↓↓↓

PR #537, opened 2018-05-05
Speed optimization for optimal parser

Cyan4973:
Finally found a way to integrate
a new speed optimization for LZ4 optimal parser, named Chain Swap,
into the generic match finder,
thus supporting all search scenarios (extDict and CDict).

Results are pretty good : 
benchmark on `entropy`, `gcc-7`, highest compression mode `-12` :

| Name | -12 (dev) | -12 (this patch) | Improvement |
| --- | --- | --- | --- |
| calgary.tar | 6.2 MB/s | 16.2 MB/s | +160 % |
| enwik7 | 15.6 MB/s | 18.7 MB/s | +20 % |
| silesia.tar | 5.8 MB/s | 13.8 MB/s | +140 % |

Performance improvement vary depending on file, but good news is,
slowest files see the biggest improvements.

Benefits are mostly present at level 12.
Level 11 still see some benefit, but much lower, in the ~20% range.
Level 10 see a strange reversal, with same speed or slightly slower, but better compression ratio.
That's because, instead of reducing the nb of searches, which are now pretty low, the optimization makes each search more useful, but also more complex.

This optimization is not enabled at levels 9 and below,
as the trade-off between better ratio vs slower speed becomes less interesting.

### DIFF
--- a/lib/lz4hc.c
+++ b/lib/lz4hc.c
@@ -382,7 +382,7 @@ int LZ4HC_InsertAndFindBestMatch(LZ4HC_CCtx_internal* const hc4,   /* Index tabl
     /* note : LZ4HC_InsertAndGetWiderMatch() is able to modify the starting position of a match (*startpos),
      * but this won't be the case here, as we define iLowLimit==ip,
      * so LZ4HC_InsertAndGetWiderMatch() won't be allowed to search past ip */
-    return LZ4HC_InsertAndGetWiderMatch(hc4, ip, ip, iLimit, MINMATCH-1, matchpos, &uselessPtr, maxNbAttempts, 0 /* chainSwap */, patternAnalysis, dict, favorCompressionRatio);
+    return LZ4HC_InsertAndGetWiderMatch(hc4, ip, ip, iLimit, MINMATCH-1, matchpos, &uselessPtr, maxNbAttempts, patternAnalysis, 0 /*chainSwap*/, dict, favorCompressionRatio);
 }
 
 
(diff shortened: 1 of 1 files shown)


lib/lz4hc.c
```diff
@@ -241,31 +243,30 @@ LZ4HC_InsertAndGetWiderMatch (
                 matchIndex, lowestMatchIndex);
 
     while ((matchIndex>=lowestMatchIndex) && (nbAttempts)) {
-        DEBUGLOG(7, "remaining attempts : %i", nbAttempts);
+        int mlt=0;
```
terrelln: Now that this variable has a larger scope, can we give it a better name?

lib/lz4hc.c
```diff
@@ -280,34 +281,68 @@ LZ4HC_InsertAndGetWiderMatch (
...
+        {   U32 const distNextMatch = DELTANEXTU16(chainTable, matchIndex);
+            if (patternAnalysis && distNextMatch==1 && matchChainPos==0) {
+                U32 const matchCandidateIdx = matchIndex-1;
                 /* may be a repeated pattern */
                 if (repeat == rep_untested) {
                     if ( ((pattern & 0xFFFF) == (pattern >> 16))
                       &  ((pattern & 0xFF)   == (pattern >> 24)) ) {
                         repeat = rep_confirmed;
-                        srcPatternLength = LZ4HC_countPattern(ip+4, iHighLimit, pattern) + 4;
+                        srcPatternLength = LZ4HC_countPattern(ip+sizeof(pattern), iHighLimit, pattern) + sizeof(pattern);
```
terrelln: nit: consistent spacing around `+`.

PR #540, opened 2018-05-17
Add Haiku as a validated target.

fbrosson:
lz4 1.8.2 works fine on Haiku and passes all tests.

### DIFF
--- a/Makefile
+++ b/Makefile
@@ -89,7 +89,7 @@ clean:
 #-----------------------------------------------------------------------------
 # make install is validated only for Linux, OSX, BSD, Hurd and Solaris targets
 #-----------------------------------------------------------------------------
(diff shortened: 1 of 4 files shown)


fbrosson:
We have added lz4 to [HaikuPorts](https://github.com/haikuports/haikuports/tree/master/app-arch/lz4) 4 years ago, and I can confirm that release `1.8.2` works like a charm on Haiku :)
So if you could merge this PR it would be cool!
Thanks!

fbrosson:
I did not dare to mention Haiku in the comment (`make install is validated only for Linux, OSX, BSD, Hurd and Solaris targets`) above the changed lines, but I can do so if you wish.
So please do not hesitate to ask. I can change it to e.g. `make install is validated only for Linux, OSX, BSD, Haiku, Hurd and Solaris targets` or any variant of your choice.

Cyan4973:
That's fine @fbrosson , thanks for the patch !
We can always edit the comment later ;)

PR #542, opened 2018-05-28
allow to override uname when cross-compiling

wbx-github:
When cross-compiling for example from Darwin to Linux it might be
useful to override uname output to force Linux and create Linux
libraries instead of Darwin libraries.


Cyan4973:
thanks @wbx-github ! it's a great feature !

PR #543, opened 2018-06-01
Aix 32bit fuzzer

nrgiii:
Fix compile error of fuzzer.c on AIX 32 bit builds.  On AIX 32 bit, sys/mman.h must be included after platform.h else we get errors shown in the attachment, likely caused by bugs in AIX header files.
AIX 64 bit builds also run clean with this change.

[lz4_aix_32bit.txt](https://github.com/lz4/lz4/files/2063868/lz4_aix_32bit.txt)

### DIFF
--- a/tests/fuzzer.c
+++ b/tests/fuzzer.c
@@ -38,7 +38,7 @@
 /*-************************************
 *  Dependencies
 **************************************/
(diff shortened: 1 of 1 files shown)


Cyan4973:
Thanks @nrgiii !

PR #548, opened 2018-07-02
Fix bug in frame decompress example

cd127:
The decompression was failing as the srcEnd pointer in
decompress_file_internal was wrongly computed beyond
the end of the memory block.
We need to account for the fact that the header ("info")
was already read in the calling function ("alreadyConsumed").


Cyan4973:
Thanks @cd127 , I completely missed this PR,
and you are right, your correction is spot on.

PR #553, opened 2018-08-01
Add CMake option to not build legacy lz4c program

mrjoel:
Provide a CMake option to not build legacy command line support in lz4c.

CMake FYI: @nemequ


mrjoel:
Yep, defaulting to current behavior is certainly better. Commit updated to default legacy binary build to ON.

PR #556, opened 2018-08-13
Add missing $(EXT)

kou:


Cyan4973:
The patch adds the `.exe` file extension, which is specific to Windows for executable binaries,
onto several targets, many of which are symbolic links, or artifact of the `make install` command.

 But : 
- symbolic links to not exist on Windows
- `make install` is reserved to posix platforms, which excludes Windows platform.

Is there a scenario where this change is impactful ?

Cyan4973:
Sure @kou ! Clear enough !

kou:
Thanks!

Issue #1086, opened 2022-05-26
lz4 1.9.3 cli tool is not able to compress block devices


Acu43:
lz4 cli tool is not able to compress block devices after this [commit](https://github.com/lz4/lz4/commit/729eef61a12d381f436da180329dba74b9892aa4).
Block devices are not treated as regular files so lz4 exits with an error code as "is not a regular file:

$ ls -ld /dev/dm-2 
brw-rw---- 1 root disk 254, 2 May 26 12:48 /dev/dm-2
$ lz4 /dev/dm-2 
/dev/dm-2: is not a regular file 
$
$ lz4 --version
*** LZ4 command line interface 64-bits v1.9.3, by Yann Collet ***

Correct behaviour for 1.8.3:
$ lz4 /dev/dm-2 
Compressed filename will be : /dev/dm-2.lz4 
Compressed 104857600 bytes into 433460 bytes ==> 0.41%                         
$ lz4 --version
*** LZ4 command line interface 64-bits v1.8.3, by Yann Collet ***

1. Create an lvm volume or a physical partition.
2. lz4 the-path-of-the-lvm-volume
3. Observer that it fails

**System (please complete the following information):**
 - OS: Debian bullseye
 - Version: 1.9.3

Cyan4973:
If I understand #704 correctly, which is the patch causing this issue,
the only intention was for `lz4 -t non-existing-file` to fail, as it should.

But the solution proposed is overly specific, only works for single-file tests, 
and implement the check at an incorrect place in the code base (it should be `lz4io.c`).

Removing the code of #704,
I have the pleasure to notice that the original test case `lz4 -t non-existing-file` still correctly fails, as it should.
So there is no need for this extra code, which is the one producing the side effect on block devices reported in this issue.

I presume the underlying condition, which was a lack of reporting the named file as non-present, has been fixed since.

Cyan4973:
Fixed in latest `dev` branch update

PR #1095, opened 2022-06-21
enable block device compression #1086

lixiaofei38:


Cyan4973:
What kind of test could be added to ensure the PR works as intended (and the property remain respected in the future) ?

Cyan4973:
I'll merge this PR into a feature branch which implements a Block device test,
so that we can observe this PR fixing the test,
and can continue checking this condition in the future.

PR #1098, opened 2022-07-01
Block device compression

### LINKED ISSUE #1086: lz4 1.9.3 cli tool is not able to compress block devices

Cyan4973:
Fix #1086 
by removing code from #704 
which seems no longer necessary to fix the problem it initially targeted (`-t not-existing-filename`)
but introduced the side effect reported in #1086 .

Note : an earlier version of this fix was based on #1095 ,
it was rolled back after discovering that it doesn't work.

Also : used this opportunity to also fix `-tm` (test mode on multiple lz4-compressed files)

### DIFF
--- a/.github/workflows/ci.yml
+++ b/.github/workflows/ci.yml
@@ -250,7 +250,6 @@ jobs:
     runs-on: ubuntu-latest
     steps:
     - uses: actions/checkout@v2 # https://github.com/actions/checkout
-
     - name: custom LZ4_DISTANCE_MAX; test LZ4_USER_MEMORY_FUNCTIONS
       run: |
         MOREFLAGS='-DLZ4_DISTANCE_MAX=8000' make V=1 check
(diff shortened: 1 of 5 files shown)


Cyan4973:
cc @lixiaofei38 : the proposed fix doesn't seem to work ( https://github.com/lz4/lz4/runs/7142938640?check_suite_focus=true )

Cyan4973:
Changed the fix for #1086, which is no longer based on #1095.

↑↑↑

__Exercise aim__
Give only the lines from the one holding "and you are" through the one holding "v1.8.3, by Yann Collet ***", each restated exactly as it appears above.

__Reply to the exercise__
and you are right, your correction is spot on.

PR #553, opened 2018-08-01
Add CMake option to not build legacy lz4c program

mrjoel:
Provide a CMake option to not build legacy command line support in lz4c.

CMake FYI: @nemequ


mrjoel:
Yep, defaulting to current behavior is certainly better. Commit updated to default legacy binary build to ON.

PR #556, opened 2018-08-13
Add missing $(EXT)

kou:


Cyan4973:
The patch adds the `.exe` file extension, which is specific to Windows for executable binaries,
onto several targets, many of which are symbolic links, or artifact of the `make install` command.

 But : 
- symbolic links to not exist on Windows
- `make install` is reserved to posix platforms, which excludes Windows platform.

Is there a scenario where this change is impactful ?

Cyan4973:
Sure @kou ! Clear enough !

kou:
Thanks!

Issue #1086, opened 2022-05-26
lz4 1.9.3 cli tool is not able to compress block devices


Acu43:
lz4 cli tool is not able to compress block devices after this [commit](https://github.com/lz4/lz4/commit/729eef61a12d381f436da180329dba74b9892aa4).
Block devices are not treated as regular files so lz4 exits with an error code as "is not a regular file:

$ ls -ld /dev/dm-2 
brw-rw---- 1 root disk 254, 2 May 26 12:48 /dev/dm-2
$ lz4 /dev/dm-2 
/dev/dm-2: is not a regular file 
$
$ lz4 --version
*** LZ4 command line interface 64-bits v1.9.3, by Yann Collet ***

Correct behaviour for 1.8.3:
$ lz4 /dev/dm-2 
Compressed filename will be : /dev/dm-2.lz4 
Compressed 104857600 bytes into 433460 bytes ==> 0.41%                         
$ lz4 --version
*** LZ4 command line interface 64-bits v1.8.3, by Yann Collet ***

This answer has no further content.